*** Available records ***
PR #251, opened 2024-10-31
Update dashboard

jonesj2193:
Updating the dashboard to include more features as designed in the prototype. 

Work so far:

- Added further filters
- Changed table columns to match prototype
- Made table sortable which works with filters and pagination.


server/routes/debug.ts
```diff
@@ -57,13 +119,17 @@ export default function makeDebugRoutes(services: Services): Record<string, Requ
...
         prisonId,
-        eventDateFrom: fromDate,
-        eventDateUntil: toDate,
+        incidentDateFrom: fromDate,
+        incidentDateUntil: toDate,
+        type: incidentType,
+        status: incidentStatuses,
         page: pageNumber - 1,
-        // sort: ['eventDateAndTime,ASC'],
+        size: 5,
```
ushkarev, line 131: i would suggest linking to `server/data/incidentReportingApi.ts:defaultPageSize` so that we use a single number throughout

server/routes/debug.ts
```diff
@@ -76,35 +142,87 @@ export default function makeDebugRoutes(services: Services): Record<string, Requ
...
-        urlPrefix,
-        'moj',
-        eventsResponse.totalElements,
-        eventsResponse.size,
-      )
-      const noFiltersSupplied = Boolean(!prisonId && !fromDate && !toDate)
 
-      const events = eventsResponse.content
-      const usernames = events.map(event => event.modifiedBy)
+      const noFiltersSupplied = Boolean(!prisonId && !fromDate && !toDate && !incidentType && !incidentStatuses)
```
ushkarev, line 161: should there be `reportingOfficer` in here too?

server/routes/debug.ts
```diff
@@ -76,35 +142,87 @@ export default function makeDebugRoutes(services: Services): Record<string, Requ
...
+
+      const reports = reportsResponse.content
+      const usernames = reports.map(report => report.reportedBy)
       const usersLookup = await userService.getUsers(res.locals.systemToken, usernames)
       const prisonsLookup = await prisonApi.getPrisons()
+      const reportingOfficers = Object.values(usersLookup).map(user => ({
```
ushkarev, line 167: i think most of the `Object.values(x)` can simply be `x` because they are arrays. you only need `Object.values` when you are iterating over an object.

ushkarev (commented):
this looks great! i would suggest adding a test or 2. i know that filtering is all a bit uncertain at the moment, but if we were to ignore filtering entirely in tests, we could add:
- it loads and displays _some_ reports
- it converts a username into a human name. if it is not found, the table simply displays the username

server/routes/debug.ts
*** End of Available records ***
▶ **What you should do**:
All of the data must be returned exactly.

▶ **Response to the exercise**:
PR #251, opened 2024-10-31
Update dashboard

jonesj2193:
Updating the dashboard to include more features as designed in the prototype. 

Work so far:

- Added further filters
- Changed table columns to match prototype
- Made table sortable which works with filters and pagination.


server/routes/debug.ts
```diff
@@ -57,13 +119,17 @@ export default function makeDebugRoutes(services: Services): Record<string, Requ
...
         prisonId,
-        eventDateFrom: fromDate,
-        eventDateUntil: toDate,
+        incidentDateFrom: fromDate,
+        incidentDateUntil: toDate,
+        type: incidentType,
+        status: incidentStatuses,
         page: pageNumber - 1,
-        // sort: ['eventDateAndTime,ASC'],
+        size: 5,
```
ushkarev, line 131: i would suggest linking to `server/data/incidentReportingApi.ts:defaultPageSize` so that we use a single number throughout

server/routes/debug.ts
```diff
@@ -76,35 +142,87 @@ export default function makeDebugRoutes(services: Services): Record<string, Requ
...
-        urlPrefix,
-        'moj',
-        eventsResponse.totalElements,
-        eventsResponse.size,
-      )
-      const noFiltersSupplied = Boolean(!prisonId && !fromDate && !toDate)
 
-      const events = eventsResponse.content
-      const usernames = events.map(event => event.modifiedBy)
+      const noFiltersSupplied = Boolean(!prisonId && !fromDate && !toDate && !incidentType && !incidentStatuses)
```
ushkarev, line 161: should there be `reportingOfficer` in here too?

server/routes/debug.ts
```diff
@@ -76,35 +142,87 @@ export default function makeDebugRoutes(services: Services): Record<string, Requ
...
+
+      const reports = reportsResponse.content
+      const usernames = reports.map(report => report.reportedBy)
       const usersLookup = await userService.getUsers(res.locals.systemToken, usernames)
       const prisonsLookup = await prisonApi.getPrisons()
+      const reportingOfficers = Object.values(usersLookup).map(user => ({
```
ushkarev, line 167: i think most of the `Object.values(x)` can simply be `x` because they are arrays. you only need `Object.values` when you are iterating over an object.

ushkarev (commented):
this looks great! i would suggest adding a test or 2. i know that filtering is all a bit uncertain at the moment, but if we were to ignore filtering entirely in tests, we could add:
- it loads and displays _some_ reports
- it converts a username into a human name. if it is not found, the table simply displays the username

server/routes/debug.ts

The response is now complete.